PR #9873, opened 2026-07-15
Add toHaveStatus matcher

mattlong:
We should start adopting this when checking response status so that the body of the response will be shown to help track down flaky tests.

### DIFF
--- a/packages/server/src/test-matchers.ts
+++ b/packages/server/src/test-matchers.ts
@@ -1,5 +1,6 @@
 // SPDX-FileCopyrightText: Copyright Orangebot, Inc. and Medplum contributors
 // SPDX-License-Identifier: Apache-2.0
+import type { Response } from 'supertest';
 import { expect } from 'vitest';
 
 interface CustomMatchers<R = unknown> {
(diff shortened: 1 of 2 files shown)


The-Alchemist (approved):

mattwiller (approved):

packages/server/src/test-matchers.ts
```diff
@@ -56,4 +63,24 @@ expect.extend({
...
+    }
+    let bodyStr: string;
+    try {
+      bodyStr = JSON.stringify(received.body, null, 2);
+    } catch {
+      bodyStr = received.text ?? '(empty)';
+    }
+    return {
+      pass: false,
+      message: () => `Expected status ${expected}, received ${received.status}\n\nResponse body:\n${bodyStr}`,
```
noahsilas, line 83: Nice! I had taken to writing tests in a slightly unintuitive order to get behavior similar to what you achieve:
```ts
expect(response.body).not.toHaveProperty('issue');
expect(response.status).toBe(200);
```

I like your approach much better!

noahsilas (approved):

PR #9874, opened 2026-07-15
Align patient matching docs with match operation

codyebberson:
The "Built-in matching" tip on the patient deduplication Matching (`packages/docs/docs/fhir-datastore/patient-deduplication/matching.mdx`) page described the Patient/$match operation in a way that contradicted its own technical reference (`packages/docs/docs/api/fhir/operations/patient-match.md`):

◆ ◆ ◆

• Problem statement: The lines above that hold the word "server" should be found and copied out.

• Exercise response:
--- a/packages/server/src/test-matchers.ts
+++ b/packages/server/src/test-matchers.ts
packages/server/src/test-matchers.ts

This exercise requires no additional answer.